TASK STATEMENT: Copy out lines with the word "users" from the material that follows.

SUPPLIED DATA:
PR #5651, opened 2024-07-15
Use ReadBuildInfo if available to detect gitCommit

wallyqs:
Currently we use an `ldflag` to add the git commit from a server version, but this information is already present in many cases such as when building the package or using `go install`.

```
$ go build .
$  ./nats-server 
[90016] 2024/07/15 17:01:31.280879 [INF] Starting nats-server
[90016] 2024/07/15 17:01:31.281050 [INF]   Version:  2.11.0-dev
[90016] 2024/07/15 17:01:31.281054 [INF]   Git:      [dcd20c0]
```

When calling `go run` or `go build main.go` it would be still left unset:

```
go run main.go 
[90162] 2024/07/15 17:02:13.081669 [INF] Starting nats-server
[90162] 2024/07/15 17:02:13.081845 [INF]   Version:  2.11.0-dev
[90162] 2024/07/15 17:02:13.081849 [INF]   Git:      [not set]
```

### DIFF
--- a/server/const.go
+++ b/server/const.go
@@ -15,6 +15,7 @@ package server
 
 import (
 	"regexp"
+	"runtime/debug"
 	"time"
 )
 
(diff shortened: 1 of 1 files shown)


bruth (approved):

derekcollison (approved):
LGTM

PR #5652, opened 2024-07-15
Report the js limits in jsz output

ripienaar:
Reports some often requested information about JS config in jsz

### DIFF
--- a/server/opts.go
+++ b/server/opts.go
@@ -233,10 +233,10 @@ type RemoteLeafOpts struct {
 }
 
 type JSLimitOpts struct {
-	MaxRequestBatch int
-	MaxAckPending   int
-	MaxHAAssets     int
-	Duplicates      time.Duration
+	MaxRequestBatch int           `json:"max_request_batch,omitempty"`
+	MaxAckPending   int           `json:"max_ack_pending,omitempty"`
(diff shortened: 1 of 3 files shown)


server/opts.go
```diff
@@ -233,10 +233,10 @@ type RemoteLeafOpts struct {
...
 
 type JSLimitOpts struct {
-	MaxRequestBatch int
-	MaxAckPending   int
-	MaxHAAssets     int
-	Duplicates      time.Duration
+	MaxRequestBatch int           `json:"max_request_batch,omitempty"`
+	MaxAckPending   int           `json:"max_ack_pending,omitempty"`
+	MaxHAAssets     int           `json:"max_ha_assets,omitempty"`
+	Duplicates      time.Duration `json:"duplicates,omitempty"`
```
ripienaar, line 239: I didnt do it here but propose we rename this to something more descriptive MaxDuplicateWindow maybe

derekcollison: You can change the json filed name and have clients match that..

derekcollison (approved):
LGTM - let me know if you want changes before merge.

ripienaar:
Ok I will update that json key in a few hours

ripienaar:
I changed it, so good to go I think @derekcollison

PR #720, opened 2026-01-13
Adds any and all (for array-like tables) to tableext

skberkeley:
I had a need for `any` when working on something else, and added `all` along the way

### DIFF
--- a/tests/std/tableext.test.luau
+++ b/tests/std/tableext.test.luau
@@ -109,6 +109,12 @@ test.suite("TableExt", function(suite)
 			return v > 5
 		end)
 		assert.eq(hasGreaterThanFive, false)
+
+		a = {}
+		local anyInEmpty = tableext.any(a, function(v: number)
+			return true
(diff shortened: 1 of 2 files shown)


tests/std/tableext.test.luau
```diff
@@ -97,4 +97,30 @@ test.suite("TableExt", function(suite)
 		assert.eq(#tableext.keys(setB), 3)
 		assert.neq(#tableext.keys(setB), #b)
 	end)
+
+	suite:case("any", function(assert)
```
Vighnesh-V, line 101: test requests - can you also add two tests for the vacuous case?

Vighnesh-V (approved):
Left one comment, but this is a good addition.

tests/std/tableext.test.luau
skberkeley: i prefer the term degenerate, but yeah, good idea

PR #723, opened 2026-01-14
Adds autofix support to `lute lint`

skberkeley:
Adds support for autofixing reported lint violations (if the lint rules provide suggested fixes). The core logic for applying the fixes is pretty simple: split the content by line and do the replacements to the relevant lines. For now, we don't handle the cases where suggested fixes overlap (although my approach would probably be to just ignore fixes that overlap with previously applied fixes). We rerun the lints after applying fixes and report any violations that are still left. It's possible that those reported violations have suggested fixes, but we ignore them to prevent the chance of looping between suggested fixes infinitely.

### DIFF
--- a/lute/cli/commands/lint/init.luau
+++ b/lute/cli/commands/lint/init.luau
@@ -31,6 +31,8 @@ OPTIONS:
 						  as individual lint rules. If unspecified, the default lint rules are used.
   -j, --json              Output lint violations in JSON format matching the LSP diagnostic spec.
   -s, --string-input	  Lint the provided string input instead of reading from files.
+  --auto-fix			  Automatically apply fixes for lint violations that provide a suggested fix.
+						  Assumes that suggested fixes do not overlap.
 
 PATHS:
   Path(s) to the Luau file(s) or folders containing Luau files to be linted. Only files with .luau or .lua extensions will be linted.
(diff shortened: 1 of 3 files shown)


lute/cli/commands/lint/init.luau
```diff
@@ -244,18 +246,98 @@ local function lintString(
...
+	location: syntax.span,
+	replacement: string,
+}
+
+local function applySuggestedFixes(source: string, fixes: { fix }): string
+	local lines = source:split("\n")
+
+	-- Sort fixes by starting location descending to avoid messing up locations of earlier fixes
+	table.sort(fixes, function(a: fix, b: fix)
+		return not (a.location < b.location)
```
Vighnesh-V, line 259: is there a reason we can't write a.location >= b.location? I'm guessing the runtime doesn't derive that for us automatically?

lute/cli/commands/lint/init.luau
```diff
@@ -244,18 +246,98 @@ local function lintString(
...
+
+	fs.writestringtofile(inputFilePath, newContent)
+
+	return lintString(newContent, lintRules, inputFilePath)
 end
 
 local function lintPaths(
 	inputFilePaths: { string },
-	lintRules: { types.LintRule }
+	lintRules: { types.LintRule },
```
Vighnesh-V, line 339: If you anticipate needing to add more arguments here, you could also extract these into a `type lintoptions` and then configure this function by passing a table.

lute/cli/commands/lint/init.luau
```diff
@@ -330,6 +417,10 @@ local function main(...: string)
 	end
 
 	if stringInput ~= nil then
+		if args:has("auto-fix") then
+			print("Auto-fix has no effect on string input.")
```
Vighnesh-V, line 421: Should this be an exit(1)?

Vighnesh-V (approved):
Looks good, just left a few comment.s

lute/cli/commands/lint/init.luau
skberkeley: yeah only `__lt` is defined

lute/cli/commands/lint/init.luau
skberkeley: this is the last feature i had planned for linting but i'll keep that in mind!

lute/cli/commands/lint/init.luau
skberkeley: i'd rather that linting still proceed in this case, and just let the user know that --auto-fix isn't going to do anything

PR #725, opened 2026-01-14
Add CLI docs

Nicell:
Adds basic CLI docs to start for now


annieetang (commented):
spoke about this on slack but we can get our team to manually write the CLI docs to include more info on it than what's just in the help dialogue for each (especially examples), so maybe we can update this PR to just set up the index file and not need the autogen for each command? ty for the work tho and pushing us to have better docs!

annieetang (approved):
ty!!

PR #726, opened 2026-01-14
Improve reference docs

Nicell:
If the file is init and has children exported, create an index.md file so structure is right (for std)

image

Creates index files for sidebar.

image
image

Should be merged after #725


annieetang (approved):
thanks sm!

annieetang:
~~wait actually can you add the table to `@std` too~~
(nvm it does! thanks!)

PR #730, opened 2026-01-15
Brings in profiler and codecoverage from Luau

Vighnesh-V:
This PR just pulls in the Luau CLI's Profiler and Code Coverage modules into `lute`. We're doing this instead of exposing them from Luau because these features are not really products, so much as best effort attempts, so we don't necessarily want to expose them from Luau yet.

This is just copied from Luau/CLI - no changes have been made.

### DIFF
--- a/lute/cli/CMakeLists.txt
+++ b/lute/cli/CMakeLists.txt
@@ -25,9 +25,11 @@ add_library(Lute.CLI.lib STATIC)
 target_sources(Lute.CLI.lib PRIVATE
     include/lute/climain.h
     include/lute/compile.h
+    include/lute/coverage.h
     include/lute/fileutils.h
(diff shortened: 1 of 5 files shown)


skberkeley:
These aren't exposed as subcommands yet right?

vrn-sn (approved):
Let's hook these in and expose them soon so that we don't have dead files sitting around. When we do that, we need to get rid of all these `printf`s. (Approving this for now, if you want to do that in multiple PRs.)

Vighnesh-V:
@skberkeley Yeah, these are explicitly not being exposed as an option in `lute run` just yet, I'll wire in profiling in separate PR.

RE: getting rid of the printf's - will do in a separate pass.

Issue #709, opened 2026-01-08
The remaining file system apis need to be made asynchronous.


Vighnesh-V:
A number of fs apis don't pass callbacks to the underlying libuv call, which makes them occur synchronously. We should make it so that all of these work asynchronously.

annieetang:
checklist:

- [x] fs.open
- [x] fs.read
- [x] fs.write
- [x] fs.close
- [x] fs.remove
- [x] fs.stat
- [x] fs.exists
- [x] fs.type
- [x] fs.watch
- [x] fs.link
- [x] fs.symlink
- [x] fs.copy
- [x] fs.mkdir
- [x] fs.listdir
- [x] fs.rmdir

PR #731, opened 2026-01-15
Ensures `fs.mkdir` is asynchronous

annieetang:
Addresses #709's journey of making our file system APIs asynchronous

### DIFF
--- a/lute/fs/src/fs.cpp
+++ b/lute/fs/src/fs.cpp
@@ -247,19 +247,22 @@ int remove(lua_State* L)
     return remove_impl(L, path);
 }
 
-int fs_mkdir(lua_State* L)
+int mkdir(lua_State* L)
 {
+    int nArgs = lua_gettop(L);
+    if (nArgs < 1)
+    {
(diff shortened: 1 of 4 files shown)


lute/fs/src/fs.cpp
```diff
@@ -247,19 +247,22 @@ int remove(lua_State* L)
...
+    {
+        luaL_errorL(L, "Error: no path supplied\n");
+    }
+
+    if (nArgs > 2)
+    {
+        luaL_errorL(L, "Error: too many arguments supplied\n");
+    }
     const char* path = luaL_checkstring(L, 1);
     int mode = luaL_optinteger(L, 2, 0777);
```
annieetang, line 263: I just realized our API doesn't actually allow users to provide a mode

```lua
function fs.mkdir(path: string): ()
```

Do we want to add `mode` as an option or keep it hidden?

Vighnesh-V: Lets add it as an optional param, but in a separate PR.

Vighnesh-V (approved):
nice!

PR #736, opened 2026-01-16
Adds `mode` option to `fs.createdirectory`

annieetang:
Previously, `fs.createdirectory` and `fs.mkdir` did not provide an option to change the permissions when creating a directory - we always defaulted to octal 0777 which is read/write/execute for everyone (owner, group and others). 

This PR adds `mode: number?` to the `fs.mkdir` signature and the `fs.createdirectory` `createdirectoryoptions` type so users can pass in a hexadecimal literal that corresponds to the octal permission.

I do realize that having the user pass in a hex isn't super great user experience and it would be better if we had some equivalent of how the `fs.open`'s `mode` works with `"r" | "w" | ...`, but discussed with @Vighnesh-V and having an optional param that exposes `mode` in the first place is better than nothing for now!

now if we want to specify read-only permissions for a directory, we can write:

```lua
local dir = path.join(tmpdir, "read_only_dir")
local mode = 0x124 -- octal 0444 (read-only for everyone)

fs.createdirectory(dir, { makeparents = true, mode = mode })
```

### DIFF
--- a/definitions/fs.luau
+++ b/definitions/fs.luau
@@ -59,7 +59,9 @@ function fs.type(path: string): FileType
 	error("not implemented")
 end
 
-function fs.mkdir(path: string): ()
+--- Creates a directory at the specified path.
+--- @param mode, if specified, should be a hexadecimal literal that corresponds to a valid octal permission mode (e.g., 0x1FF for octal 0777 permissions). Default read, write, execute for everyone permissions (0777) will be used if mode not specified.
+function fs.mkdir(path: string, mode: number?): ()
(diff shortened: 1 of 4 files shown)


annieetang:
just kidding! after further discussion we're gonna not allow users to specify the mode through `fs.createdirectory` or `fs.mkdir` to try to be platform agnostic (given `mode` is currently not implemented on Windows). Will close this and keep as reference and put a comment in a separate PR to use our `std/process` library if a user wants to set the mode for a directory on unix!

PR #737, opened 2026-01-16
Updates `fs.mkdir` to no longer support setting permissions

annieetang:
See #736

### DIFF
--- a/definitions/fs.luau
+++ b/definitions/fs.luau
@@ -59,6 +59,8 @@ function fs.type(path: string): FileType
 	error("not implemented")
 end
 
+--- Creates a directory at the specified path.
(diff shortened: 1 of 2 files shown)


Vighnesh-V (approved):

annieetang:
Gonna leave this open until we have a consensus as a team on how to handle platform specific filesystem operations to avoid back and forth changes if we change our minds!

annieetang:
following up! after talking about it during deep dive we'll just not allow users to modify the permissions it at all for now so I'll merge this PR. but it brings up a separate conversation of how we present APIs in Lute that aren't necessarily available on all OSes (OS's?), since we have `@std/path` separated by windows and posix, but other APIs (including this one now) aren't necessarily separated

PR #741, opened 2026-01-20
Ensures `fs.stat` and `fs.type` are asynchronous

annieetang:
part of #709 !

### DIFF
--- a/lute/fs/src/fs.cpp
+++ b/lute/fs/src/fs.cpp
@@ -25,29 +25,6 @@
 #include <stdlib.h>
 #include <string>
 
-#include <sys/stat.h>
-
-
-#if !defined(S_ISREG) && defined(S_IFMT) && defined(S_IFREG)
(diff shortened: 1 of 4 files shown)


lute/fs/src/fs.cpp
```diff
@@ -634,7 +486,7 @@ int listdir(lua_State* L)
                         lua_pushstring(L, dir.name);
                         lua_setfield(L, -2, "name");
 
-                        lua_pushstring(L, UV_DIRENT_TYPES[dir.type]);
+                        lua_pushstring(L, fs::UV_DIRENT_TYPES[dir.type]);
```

SOLUTION:
annieetang, line 263: I just realized our API doesn't actually allow users to provide a mode
This PR adds `mode: number?` to the `fs.mkdir` signature and the `fs.createdirectory` `createdirectoryoptions` type so users can pass in a hexadecimal literal that corresponds to the octal permission.
just kidding! after further discussion we're gonna not allow users to specify the mode through `fs.createdirectory` or `fs.mkdir` to try to be platform agnostic (given `mode` is currently not implemented on Windows). Will close this and keep as reference and put a comment in a separate PR to use our `std/process` library if a user wants to set the mode for a directory on unix!
following up! after talking about it during deep dive we'll just not allow users to modify the permissions it at all for now so I'll merge this PR. but it brings up a separate conversation of how we present APIs in Lute that aren't necessarily available on all OSes (OS's?), since we have `@std/path` separated by windows and posix, but other APIs (including this one now) aren't necessarily separated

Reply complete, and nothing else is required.